• ASSIGNMENT:
When the line containing "Currently waiting confirmation" appears in the entries below, begin printing there and stop after the line containing "This changes some"; print each of those lines exactly and no other line.
*** TASK INPUT Section Begins ***
PR #492, opened 2016-11-24
#483: Adjust views in app/view/devise/registrations to change password

katrin-k:
Solves issue #483, regenerating the required view to change a user's password. 

(Note: The submit-button is currently not displayed correctly. Will be solved by the next PR for the redesign. Coming in 3…2… today…)

### DIFF
--- a/app/views/devise/registrations/edit.html.haml
+++ b/app/views/devise/registrations/edit.html.haml
@@ -1,0 +1,31 @@
+%h2
+  Edit Password of #{resource_name.to_s.humanize}
+= form_for(resource, as: resource_name, url: registration_path(resource_name), html: { method: :put }) do |f|
+  = devise_error_messages!
+  .field
+    = f.label :email
+    %br/
+    = f.email_field :email, autofocus: true
+  - if devise_mapping.confirmable? && resource.pending_reconfirmation?
+    %div
+      Currently waiting confirmation for: #{resource.unconfirmed_email}
+  .field
+    = f.label :password
+    %i (leave blank if you don't want to change it)
+    %br/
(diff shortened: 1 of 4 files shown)


til:
Cool!

This changes some of the views for the current design - did you check
that the current registration still works as intended? Well, the tests
seem to pass, so that is a good sign, but I'm not too sure that they
cover it completely, and definetely they don't cover how it looks.

app/views/devise/registrations/edit.html.haml
```diff
@@ -0,0 +1,31 @@
+%h2
+  Edit Password of #{resource_name.to_s.humanize}
+= form_for(resource, as: resource_name, url: registration_path(resource_name), html: { method: :put }) do |f|
+  = devise_error_messages!
+  .field
+    = f.label :email
+    %br/
```
til: Just  a minor remark: the slash is not necessary, just `%br` is sufficient. It will produce a `<br>` tag, which is allowed (must be?) to be empty. It seems the generator is doing the wrong thing here.

katrin-k:
Right… Yes, I did double-check functionality by 1) changing the password and 2) signing up with a new user. 

Regarding the new views: They are obsolete within the redesign and in the old design, there's no link to changing the password. So I figure, that's fine so far. Sorry for not pointing this out earlier. 
(I guess, there will be quite some tidying up anyhow, once we launch.)

katrin-k:
@til And on this one: If you don't have any other thoughts/concerns, I'd also give it a merge.

til:
Fine for me.

til:
Sorry, took some time, now it's deployed.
*** TASK INPUT Section Ends ***
• ANSWER TO THIS EXERCISE:
+      Currently waiting confirmation for: #{resource.unconfirmed_email}
+  .field
+    = f.label :password
+    %i (leave blank if you don't want to change it)
+    %br/
(diff shortened: 1 of 4 files shown)


til:
Cool!

This changes some of the views for the current design - did you check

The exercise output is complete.